# DVGRR Spring Fling 5/21



## goldencontriever3 (Nov 7, 2008)

Delaware Valley Golden Retriever Rescue in Pennsylvania is having their Spring Fling, this Saturday, April 16 from 11 to 3. Here is a link to the website: Delaware Valley Golden Retriever Rescue*-*Event Schedule

We are going to be there with Sky. Hope to meet some GRF members. :wavey:


----------



## Shoob&Sheeb (Jun 1, 2009)

Just got notice it has been postponed due to scheduled storm.


----------



## GinnyinPA (Oct 31, 2010)

When will it now be held?


----------



## goldencontriever3 (Nov 7, 2008)

They have not rescheduled the Spring Fling yet.
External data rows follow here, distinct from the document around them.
PR #219, opened 2019-11-24
UI Polish / Improvements

diegogangl:
Hi guys, this PR includes a few changes to the UI to bring it more in line with the current HIG and general UI style.

- Moved tags, synchronization, plugins and preferences to a main (burger) menu
- Brought back About and Help which were probably lost in the app menu
- Removed "tasks" from the names of the tabs to avoid repetition
- Added emoji input and button to quick entry. (I don't know if the button is really needed TBH, but it does look nice)
- Removed double borders in the sidebar
- Added some padding to the quick entry to avoid double edges there too
- Improved the padding in the sidebar
- Used symbolic icons for sidebar

There are two issues:
- The F9 shortcut only works if the main menu popup is open. I couldn't figure out how to fix this. Maybe we need to add a custom signal to the window or something like that instead?
- I wanted to add the `.sidebar` class to make the sidebar look more like Nautilus', but the tree widget is doing something to the styling of the cells and I couldn't figure out how to change it.

Mandatory Screen:
Screenshot from 2019-11-23 21-34-04

### DIFF
--- a/GTG/core/treefactory.py
+++ b/GTG/core/treefactory.py
@@ -73,7 +73,7 @@ class TreeFactory(object):
         # Build the "all tasks tag"
         alltag = tag.Tag(tag.ALLTASKS_TAG, req=req)
         alltag.set_attribute("special", "all")
-        alltag.set_attribute("label", "<span weight='bold'>%s</span>"
+        alltag.set_attribute("label", "%s"
                              % _("All tasks"))
         alltag.set_attribute("icon", "gtg-tags-all")
         alltag.set_attribute("order", 0)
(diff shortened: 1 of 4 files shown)


nekohayo:
And now the real (global) comment I wanted to post, first and foremost: What a pleasant surprise! **THANKS!!** The proposed improvements are as if you had read my mind, with exactly the changes that were needed for the main UI! So from the UX perspective, definite :+1:

From the code mergeability perspective: from a cursory glance, it looks good to me, though I didn't pay excruciating attention to detail in some areas like the 1st commit cfcf39ad which seems to be mostly Glade's eternal "Let's rename/move the order of lines and parameters in the XML all over the place for fun and giggles", so overall harmless noise. The rest of the commits seem to be trivial changes and so unless @ploum spots something odd I think we could just hit the merge button (as far as I understand Github lets you do that without even having to touch git by hand?)

diegogangl:
Hey, awesome! :)
About the icons: Search is always going to be search. The others are a documents emblem, and task-past-due. We could bundle them in case they change in the future. I don't know if icon themes also change the symbolic icons though, sounds like a lot of work.

ploum:
merging it as it can only improve the trunk.

ploum:
Thanks a lot for the work :-)

diegogangl:
Thanks for merging :D

PR #227, opened 2019-12-28
Preferences fixes

### LINKED ISSUE #154: Setting Autostart and "New Task" shortcut in preferences not working
In current preferences window, when trying to set GTG to autostart on log in or to set the New Task shortcut, the system seems not to remember my decision in this.

I set it to "ON" (a.k.a activate the check button), close the preferences window, open it again, and it is set to "OFF" (a.k.a. check button de-activated). This means that I can actually never set these two settings to active and make them functional.

Maybe some dependencies required for them which I'm missing? 
If not dependencies, this needs to be addressed anyway for #153 or its descendants...

diegogangl:
This PR updates the preferences dialog and removes a few options (cue the Gnome devs removing features meme)

- Modernizes the settings dialog (following Gnome Builder prefs for ideas)
- Also bump versions for all glade files and fix the general preferences ui file
- Remove autostart setting. We mentioned this in #154 
- Remove global shortcut setting. I spent some time trying to get this to work until I asked in #gnome-hackers. I was told applications messing with shell settings is frowned upon, and it wouldn't work with flatpak anyways. If we want to implement this feature in the future we could add a parameter to gtg that open the task editor automatically and then have a short tutorial on how to add a global shortcut to it.

fixes #154 (nuking everything is also a way of fixing things ¯\\\_(ツ)_/¯ )


ploum:
Awesome!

I will post the new date as soon as I find out.


----------



## goldencontriever3 (Nov 7, 2008)

The Spring Fling has been rescheduled for May 21, 2011 from 11am to 3pm (rain date May 22). Hope we can meet some GRF friends. Here is the link to the website with information:

Delaware Valley Golden Retriever Rescue*-*Event Schedule


----------



## goldencontriever3 (Nov 7, 2008)

Can a mod please change the title date to 5/21? Thanks!


----------



## Oaklys Dad (Dec 28, 2005)

goldencontriever3 said:


> Can a mod please change the title date to 5/21? Thanks!


Changed the date for you.


----------



## goldencontriever3 (Nov 7, 2008)

Thank you!


----------



## Shoob&Sheeb (Jun 1, 2009)

:-( We have to work weekends in May.


----------



## goldencontriever3 (Nov 7, 2008)

Shoob&Sheeb said:


> :-( We have to work weekends in May.


Hope to be able to meet you at another event!


----------